▸ TASK INSTRUCTIONS:
Copy each line of the records that holds the string "cont".

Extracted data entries
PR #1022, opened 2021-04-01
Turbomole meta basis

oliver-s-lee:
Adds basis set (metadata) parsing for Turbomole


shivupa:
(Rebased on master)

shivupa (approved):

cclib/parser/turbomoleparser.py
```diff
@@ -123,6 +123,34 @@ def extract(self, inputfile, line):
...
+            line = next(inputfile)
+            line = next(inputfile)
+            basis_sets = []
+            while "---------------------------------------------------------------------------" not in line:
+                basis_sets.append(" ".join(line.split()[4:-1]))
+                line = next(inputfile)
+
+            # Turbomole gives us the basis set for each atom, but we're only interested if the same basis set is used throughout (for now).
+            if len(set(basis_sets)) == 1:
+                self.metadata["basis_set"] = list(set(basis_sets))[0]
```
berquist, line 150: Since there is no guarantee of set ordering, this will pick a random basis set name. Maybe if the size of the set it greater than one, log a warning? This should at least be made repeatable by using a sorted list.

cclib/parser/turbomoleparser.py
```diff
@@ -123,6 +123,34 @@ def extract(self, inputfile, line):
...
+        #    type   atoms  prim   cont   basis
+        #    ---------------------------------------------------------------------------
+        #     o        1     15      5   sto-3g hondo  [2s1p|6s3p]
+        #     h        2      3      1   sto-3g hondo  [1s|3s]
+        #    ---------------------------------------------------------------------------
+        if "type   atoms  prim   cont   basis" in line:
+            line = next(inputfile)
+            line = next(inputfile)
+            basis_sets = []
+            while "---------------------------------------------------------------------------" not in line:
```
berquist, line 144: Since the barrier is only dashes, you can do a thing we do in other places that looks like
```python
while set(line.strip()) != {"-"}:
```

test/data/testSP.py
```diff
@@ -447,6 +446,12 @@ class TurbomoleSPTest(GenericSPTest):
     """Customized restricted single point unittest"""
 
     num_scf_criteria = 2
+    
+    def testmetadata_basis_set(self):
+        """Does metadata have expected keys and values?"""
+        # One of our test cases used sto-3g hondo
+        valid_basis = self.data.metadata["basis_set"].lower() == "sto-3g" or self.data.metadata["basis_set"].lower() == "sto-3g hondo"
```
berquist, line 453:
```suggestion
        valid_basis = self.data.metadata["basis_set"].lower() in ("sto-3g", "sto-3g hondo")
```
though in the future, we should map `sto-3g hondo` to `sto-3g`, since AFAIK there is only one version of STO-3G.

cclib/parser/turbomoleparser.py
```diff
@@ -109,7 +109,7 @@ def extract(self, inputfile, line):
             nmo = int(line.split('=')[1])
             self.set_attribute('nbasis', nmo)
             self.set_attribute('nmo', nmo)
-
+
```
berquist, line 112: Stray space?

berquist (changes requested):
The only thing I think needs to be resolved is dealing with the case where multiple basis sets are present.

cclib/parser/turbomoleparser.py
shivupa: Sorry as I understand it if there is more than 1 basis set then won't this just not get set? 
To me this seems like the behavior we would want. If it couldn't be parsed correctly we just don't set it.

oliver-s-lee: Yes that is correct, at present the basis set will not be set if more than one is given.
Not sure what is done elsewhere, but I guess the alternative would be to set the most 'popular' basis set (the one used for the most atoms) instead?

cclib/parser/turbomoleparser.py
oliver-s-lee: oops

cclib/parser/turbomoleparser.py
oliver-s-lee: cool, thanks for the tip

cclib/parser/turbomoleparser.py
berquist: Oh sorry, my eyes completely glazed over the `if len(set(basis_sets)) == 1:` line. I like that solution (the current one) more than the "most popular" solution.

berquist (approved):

▸ EXERCISE SOLUTION:
+        #    type   atoms  prim   cont   basis
+        if "type   atoms  prim   cont   basis" in line:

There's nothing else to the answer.